Facebook is on an open source roll lately, and on Thursday announced its latest open source project — an embedded key-value store called RocksDB. The company uses it to power certain user-facing applications that would suffer too much from having to access an external database over the network and to eliminate the certain problems relating to non-fully utilized IO performance on flash storage devices.
Facebook database engineer Dhruba Borthakur describes the design of and rationale behind RocksDB in some detail in a blog post, but the biggest factor leading to its creation might be the emergence of relatively inexpensive flash storage cards for servers (or, in Facebook’s case, custom-built servers packed entirely with flash).
“With the advent of flash storage, we are starting to see newer applications that can access data quickly by managing their own dataset on flash instead of accessing data over a network. These new applications are using what we call an embedded database.
“… When database requests are frequently served from memory or from very fast flash storage, network latency can slow the query response time. Accessing the network within a data center can take about 50 microseconds, as can fast-flash access latency. This means that accessing data over a network could potentially be twice as slow as an application accessing data locally. “
RocksDB was designed with these new hardware realities in mind, so it can take full advantage of the IOPS potential of flash memory as well as the computing power of many-core servers, Borthakur explains. Facebook has posted the results of a benchmark test running on a Fusion-io-powered server on the RocksDB GitHub page, and claims it’s significantly faster than Google’s LevelDB embedded key-value store.

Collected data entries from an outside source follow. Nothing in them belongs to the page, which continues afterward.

PR #123, opened 2019-10-29
fix: Add isomorphic-fetch as a dependency

matthieu-foucault:
It is needed by the relay server-side rendering

### DIFF
--- a/app/lib/relay-environment/index.js
+++ b/app/lib/relay-environment/index.js
@@ -1,4 +1,4 @@
-// TODO(Dylan): Do we need this import?
+// The relay SSR uses `fetch` under the hood to request data.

From a broader IT perspective, RocksDB signals that the shifts in storage and computing economics that made the big data movement possible are now making their way into web application development, albeit using a storage media most organizations would consider using for storing “big data.” Facebook is performance hungry, but it’s also cost-sensitive, and it wouldn’t be storing “close to a petabyte of data across different applications,” as Borthakur writes, if the cost to do so was out of control.

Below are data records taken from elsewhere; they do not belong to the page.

PR #124, opened 2019-10-29
fix (relay-environment): do not throw an error with undefined relayData

matthieu-foucault:
This removes the "cannot get function 'find' of undefined" error that flashes before rendering a page

### DIFF
--- a/app/lib/relay-environment/server.js
+++ b/app/lib/relay-environment/server.js
@@ -19,7 +19,7 @@ export default {
           urlMiddleware({
             // TODO: set $RELAY_ENDPOINT
             // url: req => process.env.RELAY_ENDPOINT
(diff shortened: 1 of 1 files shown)


app/lib/relay-environment/server.js
```diff
@@ -32,9 +32,12 @@ export default {
...
       store,
-      network: Network.create(
-        () => relayData.find(([dataKey]) => dataKey === key)[1]
-      )
+      network: Network.create(() => {
+        if (!relayData) return;
+        const data = relayData.find(([dataKey]) => dataKey === key);
+        if (!data) return;
+        return data[1];
+      })
```
wenzowski: excellent :)

Now the question is why we don't have any `relayData`...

He offered a handful of application types an embedded database like RocksDB is suitable for, including:
1. A user-facing application that stores the viewing history and state of users of a website.
2. A spam-detection application that needs fast access.

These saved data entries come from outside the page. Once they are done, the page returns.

PR #134, opened 2019-10-31
Feature/faciliy no overfetch

blueQcloud:


schema/deploy/function_application_application_status.sql
```diff
@@ -0,0 +1,23 @@
...
+begin;
+
+create or replace function ggircs_portal.application_application_status(application ggircs_portal.application)
+    returns ggircs_portal.application_status
+as
+$function$
+declare
+begin
+    return (
+        select row(_application_status.*)
```
matthieu-foucault: Do you need `row()` ?

blueQcloud: Yes, because the query must return a single column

3. A graph-search query that needs to scan a data set in realtime.
4. RocksDB can be used to cache data from Hadoop, thereby allowing an app to query Hadoop data in realtime.
5. A message-queue that supports a high number of inserts and deletes.
In fact, Facebook has been finding all sorts of new ways to utilize flash as stepping stone between slow disks on one hand and expensive-but-fast RAM on the other.
Facebook is no doubt an early adopter of flash-heavy application architectures, but it’s also probably serving as a guiding light for other companies and their developers who want to achieve Facebook-like performance. As flash prices continue to drop — and now that Amazon Web Services is offering a whole suite of flash-backed instances on EC2 (the prices of which should also drop) — it’s conceivable we’re approaching an era of ever-better web and mobile applications that communicate with the network and the hard drive as little as possible.